Он пояснил, что ему надо заплатить «Йоханну», гамбургскому спекулянту оружием, целых 26000 долларов в ближайшие двенадцать дней, чтобы у него было сорок дней на оформление необходимых бумаг в Мадриде и подготовку груза к отправке, кроме того, этому же «Йоханну» надо уплатить 4800 долларов за вспомогательное оборудование, которое потребуется при атаке. Когда в Париже будет готов сертификат получателя, он отошлет его «Алану» вместе с чеком на 7200 долларов, что составит пятьдесят процентов от стоимости югославского оружия.
– Цифры растут, – сказал он. – Самые большие деньги пойдут за оружие и корабль. Это составит более половины полного бюджета.
– Хорошо, – сказал Эндин. – Я проконсультируюсь и подготовлю перевод на ваш бельгийский счет очередных 20000 фунтов. После этого сам перевод можно будет осуществить по моему телефонному звонку в Швейцарию. На это потребуется каких-нибудь несколько часов, когда у вас возникнет необходимость.
Он поднялся.
– Что-нибудь еще?
– Нет, – сказал Шеннон. – На уикэнд мне придется уехать в очередное путешествие. Меня не будет почти всю следующую неделю. Нужно проверить, как идут дела с поиском корабля, выяснить, как обстоит дело с покупкой шлюпок и моторов к ним в Марселе, ну, и, наконец, автоматов в Бельгии.

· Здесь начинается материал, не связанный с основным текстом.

PR #2360, opened 2019-07-16
Monitor network usage with pyshark

### LINKED ISSUE #2256: Monitoring network usage
This is part of #2235 

**Description**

– Телеграфируйте мне по старому адресу, когда уедете и когда вернетесь, – сказал Эндин.
Гостиная громадной квартиры над Коттесмор Гардене, неподалеку от Кенсингтон Хай Стрит, была невероятно мрачной.
Тяжелые шторы на окнах не пропускали лучи весеннего солнца.
Сквозь небольшую щель в несколько дюймов между ними дневной свет с трудом просачивался через плотные тюлевые занавески, освещая четыре торжественно расставленных массивных стула поздней викторианской эпохи и множество разбросанных тут и там маленьких столиков, на которых покоился разнообразный старый хлам. Тут были медные пуговицы со старой военной формы, медали, завоеванные в неправедных боях с давно уничтоженными языческими племенами. Стеклянные пресс-папье соседствовали с дрезденскими фарфоровыми статуэтками, камеями, некогда украшавшими гордых шотландских красавиц, и веерами, которыми обмахивались на балах после танцев, которые теперь уже давно никто не танцует.
На стенах, обитых выцветшей парчой, висели портреты предков: Монтроузов и Монтиглов, Фаркхаров и Фрейзеров, Мюрреев и Минтоузов. Неужели все они могли быть предками одной и той же старой женщины? Хотя, у шотландцев все возможно.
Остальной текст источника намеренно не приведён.